Read in detail what errors were made in GOST for circuit breakers here.
• Shabad_M.A._Calculations_of_relay_protection_and_automation / Shabad M.A. Calculations of relay protection and automation. A good book from 1985, which tells about the design of electrical networks - from the equipment of substations to the selectivity of protective circuit breakers, pdf, 38.87 MB, downloaded: 1044 times./ • Belyaev A.V. Selection of equipment, protection and cables 0.4 kV / Belyaev A.V. Selection of equipment, protection and cables 0.4 kV - a book for the theoretical calculation of short circuit current. St. Petersburg 2008, pdf, 17.39 MB, downloaded: 812 times./ • RD 153-34.0-20.527-98 / Guidelines for calculating short circuit currents and choosing electrical equipment RD 153-34.0-20.527-98. The guidelines are intended for use by energy engineers when performing calculations of short circuit currents (SC) and testing electrical equipment (conductors and electrical apparatus) under the SC mode. MPEI, 1998, pdf, 3.61 MB, downloaded: 761 times./ • Electrical part of power plants and transformer substations / Electrical part of power plants and substations. Detailed description of circuits and calculations with examples. Tutorial. N.V. Kolomiets, Tomsk Polytechnic, 2007, pdf, 1.37 MB, downloaded: 704 times./ • Selection of electrical equipment and calculations of transformer substations / Selection of electrical equipment and calculations of medium and low voltage transformer substations. ABB, educational manual, pdf, 9.16 MB, downloaded: 660 times./ • Kharechko V.N., Kharechko Yu.V. Automatic switches of modular design / Kharechko V.N., Kharechko Yu.V.
Automatic circuit breakers of modular design: Reference manual. The reference manual sets out the requirements of GOST R 50345-99 (IEC 60898-95) for household circuit breakers intended for overcurrent protection, examines the design of circuit breakers, gives characteristics and their classification. Errors are analyzed that are partially corrected in the new version of GOST R 50345-2010, pdf, 7.17 MB, downloaded: 1062 times./ The article was first published (in a truncated form) in the paper magazine “Electrical Engineering Market” and on the electrical Internet portal “Elek” .RU".
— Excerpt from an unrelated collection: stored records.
PR #219, opened 2022-04-11
Add missing dep on testpath

blink1073:
cf https://github.com/jupyterlab/maintainer-tools/runs/5979418647?check_suite_focus=true


blink1073:
Typing errors are handled in #220

PR #218, opened 2022-04-05
Add more pre-commit hooks and update flake8

blink1073:

PR #220, opened 2022-04-12
Fix typings and update mypy settings

blink1073:
- Update for released typings in `jupyter_client`
- Use stricter mypy rules
- Include `py.typed` file for downstream typing support
- Retry last failed once on pytest error


blink1073:
@davidbrochart I plan to make a release with this and #218 tomorrow.

PR #224, opened 2022-04-28
Add error_on_interrupt trait

davidbrochart:
cc @brichet


brichet:
Thanks @davidbrochart, that works fine when timeout on kernel occurred.
As it is useful on timeout reply from kernel only (I think), shouldn't we rename the parameter to `error_on_timeout` instead of `error_on_interrupt` ?

brichet:
:+1:

PR #7761, opened 2023-04-14
test view function with struct arguments and generic type parameters

gerben-stavenga:
### Description

Add test for a view function with a generic type parameter taking Object<T>


movekevin (approved):
Nice! Cc @xindingw

movekevin (commented):
Why not add an API test instead to make sure things work e2e?

aptos-move/e2e-move-tests/src/tests/constructor_args.rs
```diff
@@ -21,21 +25,26 @@ const OBJECT_ADDRESS: AccountAddress = AccountAddress::new([
     0x90, 0x71, 0xAA, 0x3F, 0xBD, 0x2A, 0xB9, 0x51, 0x37, 0xF7, 0xCB, 0xAD, 0x13, 0x6F, 0x09, 0x2B,
 ]);
 
-fn success(tests: Vec<(&str, Vec<Vec<u8>>, &str)>) {
-    success_generic(vec![], tests)
+fn module_data() -> StructTag {
```
xindingw, line 28: nit: maybe have a static variable with lazy initialization like [here](https://github.com/aptos-labs/aptos-core/blob/6b610f4fc36098662dd0742ecc16687b8b535bb3/aptos-move/e2e-move-tests/src/tests/stake.rs#L15)

xindingw (approved):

You can download the journal version of the article right here and now:

• Vending machines “B” - in every home panel! / Article in the magazine - why it is necessary to install circuit breakers with characteristic B in electrical panels, pdf, 302.38 kB, downloaded: 82 times./

In the summer of 2022, on my Zen channel, I already raised the topic of choosing “B” slot machines. Judging by the number of comments (both laudatory and hateful), the topic aroused great interest. By the way, readers from other countries (in particular, Israel and the Baltic states) confirmed that “B” is in the order of things for them!

That's all for now, I'm waiting for your feedback and questions in the comments! Tell me, how do you feel about the topic I raised, and is it relevant?

I especially look forward to comments like “My grandfather and father always installed 1.5 mm2 and “C” machine guns, why change anything, because so far everything works!”